-- EXERCISE AIM --
From the data that follows, copy every line holding the string "considered".

-- TASK INPUTS --
-------
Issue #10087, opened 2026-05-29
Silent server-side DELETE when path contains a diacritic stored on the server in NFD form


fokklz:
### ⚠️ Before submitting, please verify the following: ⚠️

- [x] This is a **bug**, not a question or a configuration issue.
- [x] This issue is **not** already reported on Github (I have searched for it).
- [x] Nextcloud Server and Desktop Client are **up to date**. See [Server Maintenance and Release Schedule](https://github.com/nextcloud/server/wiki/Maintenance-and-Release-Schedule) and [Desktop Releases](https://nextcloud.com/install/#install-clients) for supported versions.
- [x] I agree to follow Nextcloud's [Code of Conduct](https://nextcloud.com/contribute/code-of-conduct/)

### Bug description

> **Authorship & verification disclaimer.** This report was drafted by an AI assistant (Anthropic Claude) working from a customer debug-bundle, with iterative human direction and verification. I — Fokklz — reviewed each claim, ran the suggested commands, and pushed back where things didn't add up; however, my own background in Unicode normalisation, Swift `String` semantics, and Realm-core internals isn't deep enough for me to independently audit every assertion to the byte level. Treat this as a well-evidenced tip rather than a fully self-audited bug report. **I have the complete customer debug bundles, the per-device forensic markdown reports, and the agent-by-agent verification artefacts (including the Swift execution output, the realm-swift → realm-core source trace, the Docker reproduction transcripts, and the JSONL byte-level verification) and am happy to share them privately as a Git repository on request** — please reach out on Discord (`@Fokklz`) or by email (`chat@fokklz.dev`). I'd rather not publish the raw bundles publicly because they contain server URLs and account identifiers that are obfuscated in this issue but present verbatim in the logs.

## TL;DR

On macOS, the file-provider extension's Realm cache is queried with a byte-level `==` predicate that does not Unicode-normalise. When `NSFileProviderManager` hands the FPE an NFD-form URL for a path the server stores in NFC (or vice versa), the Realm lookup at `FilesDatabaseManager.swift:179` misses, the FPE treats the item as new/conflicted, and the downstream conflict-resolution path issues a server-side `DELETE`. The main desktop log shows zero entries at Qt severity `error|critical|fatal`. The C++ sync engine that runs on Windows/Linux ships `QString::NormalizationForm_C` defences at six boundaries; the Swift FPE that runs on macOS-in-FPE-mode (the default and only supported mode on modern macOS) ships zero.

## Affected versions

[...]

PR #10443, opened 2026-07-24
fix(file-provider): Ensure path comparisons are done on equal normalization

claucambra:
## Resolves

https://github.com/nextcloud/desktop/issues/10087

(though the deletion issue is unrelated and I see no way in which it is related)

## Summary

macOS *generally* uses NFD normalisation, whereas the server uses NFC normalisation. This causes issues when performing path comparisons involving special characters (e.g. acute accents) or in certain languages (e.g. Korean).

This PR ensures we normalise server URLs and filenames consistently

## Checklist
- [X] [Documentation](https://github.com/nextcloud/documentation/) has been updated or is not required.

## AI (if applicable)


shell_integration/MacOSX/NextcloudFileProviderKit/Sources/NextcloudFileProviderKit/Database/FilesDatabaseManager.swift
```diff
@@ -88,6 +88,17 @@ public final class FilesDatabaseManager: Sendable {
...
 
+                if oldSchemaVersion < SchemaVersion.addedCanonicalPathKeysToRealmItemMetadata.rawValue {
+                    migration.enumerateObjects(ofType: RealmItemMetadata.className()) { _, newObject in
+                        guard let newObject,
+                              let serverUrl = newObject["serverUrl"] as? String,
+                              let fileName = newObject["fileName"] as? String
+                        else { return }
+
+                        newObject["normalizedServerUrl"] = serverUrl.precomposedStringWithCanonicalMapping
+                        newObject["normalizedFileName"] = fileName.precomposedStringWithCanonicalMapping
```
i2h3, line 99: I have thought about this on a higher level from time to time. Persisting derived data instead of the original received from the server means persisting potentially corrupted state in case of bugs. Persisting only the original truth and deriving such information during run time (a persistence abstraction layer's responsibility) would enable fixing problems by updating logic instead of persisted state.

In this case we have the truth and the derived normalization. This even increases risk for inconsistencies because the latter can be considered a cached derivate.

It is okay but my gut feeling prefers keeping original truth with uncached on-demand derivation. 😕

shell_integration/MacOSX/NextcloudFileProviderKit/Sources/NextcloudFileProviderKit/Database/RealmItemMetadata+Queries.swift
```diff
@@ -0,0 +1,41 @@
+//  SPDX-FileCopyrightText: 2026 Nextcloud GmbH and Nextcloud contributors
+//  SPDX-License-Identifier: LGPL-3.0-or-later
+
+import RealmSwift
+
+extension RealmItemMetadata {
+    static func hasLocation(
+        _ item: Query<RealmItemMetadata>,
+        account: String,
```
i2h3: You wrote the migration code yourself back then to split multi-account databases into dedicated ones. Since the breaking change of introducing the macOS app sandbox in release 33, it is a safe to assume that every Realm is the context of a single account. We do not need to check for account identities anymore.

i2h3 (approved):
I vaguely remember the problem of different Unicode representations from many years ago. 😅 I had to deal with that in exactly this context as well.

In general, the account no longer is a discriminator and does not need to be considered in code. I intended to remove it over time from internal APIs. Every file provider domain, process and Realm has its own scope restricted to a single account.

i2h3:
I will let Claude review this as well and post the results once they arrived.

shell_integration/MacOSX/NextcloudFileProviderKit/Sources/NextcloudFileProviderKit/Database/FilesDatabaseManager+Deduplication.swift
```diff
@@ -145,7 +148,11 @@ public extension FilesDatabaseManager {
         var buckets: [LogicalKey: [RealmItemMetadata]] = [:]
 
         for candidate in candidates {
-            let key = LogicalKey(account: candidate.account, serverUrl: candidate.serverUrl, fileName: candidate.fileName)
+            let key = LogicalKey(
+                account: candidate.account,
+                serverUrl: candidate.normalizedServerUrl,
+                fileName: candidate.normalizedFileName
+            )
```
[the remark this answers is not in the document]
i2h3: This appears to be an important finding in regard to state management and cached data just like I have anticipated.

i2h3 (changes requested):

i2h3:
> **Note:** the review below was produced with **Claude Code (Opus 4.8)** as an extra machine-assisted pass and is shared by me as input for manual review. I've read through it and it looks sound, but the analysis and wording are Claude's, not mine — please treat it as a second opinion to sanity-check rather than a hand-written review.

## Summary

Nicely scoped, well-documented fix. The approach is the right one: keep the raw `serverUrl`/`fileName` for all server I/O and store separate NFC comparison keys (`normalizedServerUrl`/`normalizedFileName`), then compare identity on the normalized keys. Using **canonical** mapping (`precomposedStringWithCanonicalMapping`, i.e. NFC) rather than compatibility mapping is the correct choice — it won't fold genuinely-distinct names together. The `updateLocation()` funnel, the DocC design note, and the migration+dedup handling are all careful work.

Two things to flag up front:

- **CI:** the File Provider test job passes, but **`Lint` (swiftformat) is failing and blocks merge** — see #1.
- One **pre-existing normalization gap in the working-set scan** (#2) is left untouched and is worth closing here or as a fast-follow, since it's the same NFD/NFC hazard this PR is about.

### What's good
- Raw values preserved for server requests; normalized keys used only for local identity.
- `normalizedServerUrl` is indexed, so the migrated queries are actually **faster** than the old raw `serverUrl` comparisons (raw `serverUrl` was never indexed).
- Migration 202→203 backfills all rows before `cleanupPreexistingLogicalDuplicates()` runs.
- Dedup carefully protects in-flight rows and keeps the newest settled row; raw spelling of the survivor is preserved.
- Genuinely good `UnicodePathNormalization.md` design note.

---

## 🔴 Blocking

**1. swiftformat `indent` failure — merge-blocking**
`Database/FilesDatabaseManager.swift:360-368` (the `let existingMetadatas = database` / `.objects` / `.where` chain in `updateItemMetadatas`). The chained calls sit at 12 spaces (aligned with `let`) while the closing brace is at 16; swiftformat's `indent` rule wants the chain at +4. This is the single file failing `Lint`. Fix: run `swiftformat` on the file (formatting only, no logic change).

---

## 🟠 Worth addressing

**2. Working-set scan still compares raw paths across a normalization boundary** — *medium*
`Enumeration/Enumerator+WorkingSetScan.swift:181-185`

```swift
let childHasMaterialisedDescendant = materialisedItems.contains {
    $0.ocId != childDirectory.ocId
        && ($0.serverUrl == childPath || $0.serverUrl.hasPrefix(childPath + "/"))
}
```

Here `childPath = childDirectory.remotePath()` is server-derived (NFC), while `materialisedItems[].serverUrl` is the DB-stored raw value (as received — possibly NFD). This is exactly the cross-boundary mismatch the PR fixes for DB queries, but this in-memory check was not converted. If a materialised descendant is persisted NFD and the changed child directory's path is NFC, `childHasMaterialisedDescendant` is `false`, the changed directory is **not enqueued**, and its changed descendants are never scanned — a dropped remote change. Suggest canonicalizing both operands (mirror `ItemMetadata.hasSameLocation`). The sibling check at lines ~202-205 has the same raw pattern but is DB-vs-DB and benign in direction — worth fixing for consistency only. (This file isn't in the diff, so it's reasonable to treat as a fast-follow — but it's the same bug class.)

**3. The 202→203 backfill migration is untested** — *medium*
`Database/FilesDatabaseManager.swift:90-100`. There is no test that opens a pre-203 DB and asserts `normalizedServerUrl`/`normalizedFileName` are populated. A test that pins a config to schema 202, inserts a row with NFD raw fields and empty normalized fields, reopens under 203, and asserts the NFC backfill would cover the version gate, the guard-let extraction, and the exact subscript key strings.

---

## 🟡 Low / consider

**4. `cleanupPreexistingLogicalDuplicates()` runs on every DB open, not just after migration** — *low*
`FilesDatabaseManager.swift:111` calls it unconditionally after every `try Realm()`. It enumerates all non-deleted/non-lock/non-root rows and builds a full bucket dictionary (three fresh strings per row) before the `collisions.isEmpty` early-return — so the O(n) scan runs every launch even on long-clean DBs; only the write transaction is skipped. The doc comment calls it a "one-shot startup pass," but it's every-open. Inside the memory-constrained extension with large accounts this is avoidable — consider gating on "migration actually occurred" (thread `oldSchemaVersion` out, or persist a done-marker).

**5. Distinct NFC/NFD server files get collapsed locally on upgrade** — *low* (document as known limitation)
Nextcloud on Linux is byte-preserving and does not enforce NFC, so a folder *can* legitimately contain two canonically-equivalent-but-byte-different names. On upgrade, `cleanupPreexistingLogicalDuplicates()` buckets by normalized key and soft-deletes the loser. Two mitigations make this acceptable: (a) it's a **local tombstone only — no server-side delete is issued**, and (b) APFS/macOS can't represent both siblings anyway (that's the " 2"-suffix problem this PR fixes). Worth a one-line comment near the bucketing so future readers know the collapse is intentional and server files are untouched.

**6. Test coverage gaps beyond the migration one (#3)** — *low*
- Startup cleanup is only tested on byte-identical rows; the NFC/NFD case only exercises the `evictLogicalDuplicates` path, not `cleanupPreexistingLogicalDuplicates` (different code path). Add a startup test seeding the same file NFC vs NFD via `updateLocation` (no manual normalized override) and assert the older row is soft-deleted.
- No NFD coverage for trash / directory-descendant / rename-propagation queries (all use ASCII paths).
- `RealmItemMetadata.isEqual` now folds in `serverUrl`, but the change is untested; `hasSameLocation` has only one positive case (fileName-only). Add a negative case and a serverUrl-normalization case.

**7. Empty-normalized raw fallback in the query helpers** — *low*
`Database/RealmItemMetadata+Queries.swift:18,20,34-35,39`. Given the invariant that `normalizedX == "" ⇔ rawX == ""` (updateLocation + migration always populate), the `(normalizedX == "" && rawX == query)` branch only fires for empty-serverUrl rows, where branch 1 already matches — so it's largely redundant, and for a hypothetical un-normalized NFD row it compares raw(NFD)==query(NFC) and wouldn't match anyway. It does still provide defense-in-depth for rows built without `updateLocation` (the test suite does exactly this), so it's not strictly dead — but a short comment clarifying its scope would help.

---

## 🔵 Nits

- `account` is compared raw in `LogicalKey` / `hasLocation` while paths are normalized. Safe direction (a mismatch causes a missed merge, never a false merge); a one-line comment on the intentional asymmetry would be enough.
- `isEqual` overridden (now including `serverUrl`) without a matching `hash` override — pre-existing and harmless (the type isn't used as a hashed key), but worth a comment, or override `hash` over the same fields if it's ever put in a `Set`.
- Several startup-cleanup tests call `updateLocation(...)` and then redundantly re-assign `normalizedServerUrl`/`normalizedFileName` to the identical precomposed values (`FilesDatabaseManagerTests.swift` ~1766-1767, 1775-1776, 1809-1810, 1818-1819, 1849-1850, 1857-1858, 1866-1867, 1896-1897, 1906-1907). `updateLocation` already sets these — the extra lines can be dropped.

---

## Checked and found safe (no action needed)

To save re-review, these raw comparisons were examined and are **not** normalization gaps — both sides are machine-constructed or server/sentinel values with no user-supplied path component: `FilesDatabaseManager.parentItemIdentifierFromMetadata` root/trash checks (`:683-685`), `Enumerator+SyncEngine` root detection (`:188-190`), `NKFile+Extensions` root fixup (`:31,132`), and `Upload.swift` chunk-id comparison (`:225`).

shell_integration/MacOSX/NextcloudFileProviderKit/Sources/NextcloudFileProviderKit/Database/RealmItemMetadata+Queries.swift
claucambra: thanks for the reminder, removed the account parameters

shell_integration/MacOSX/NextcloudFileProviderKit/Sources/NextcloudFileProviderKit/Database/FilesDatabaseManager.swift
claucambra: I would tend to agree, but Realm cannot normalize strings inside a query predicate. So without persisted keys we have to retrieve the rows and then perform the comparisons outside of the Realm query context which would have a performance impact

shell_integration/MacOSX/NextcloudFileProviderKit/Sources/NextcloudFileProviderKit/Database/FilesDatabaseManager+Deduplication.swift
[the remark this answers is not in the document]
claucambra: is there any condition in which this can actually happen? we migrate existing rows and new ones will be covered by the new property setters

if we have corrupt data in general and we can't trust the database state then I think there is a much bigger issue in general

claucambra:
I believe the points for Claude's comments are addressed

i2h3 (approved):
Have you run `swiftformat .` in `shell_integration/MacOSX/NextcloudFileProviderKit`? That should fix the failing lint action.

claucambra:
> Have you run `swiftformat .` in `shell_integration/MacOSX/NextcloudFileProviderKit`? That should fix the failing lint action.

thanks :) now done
-------
-- EXPECTED OUTPUT --
In this case we have the truth and the derived normalization. This even increases risk for inconsistencies because the latter can be considered a cached derivate.
In general, the account no longer is a discriminator and does not need to be considered in code. I intended to remove it over time from internal APIs. Every file provider domain, process and Realm has its own scope restricted to a single account.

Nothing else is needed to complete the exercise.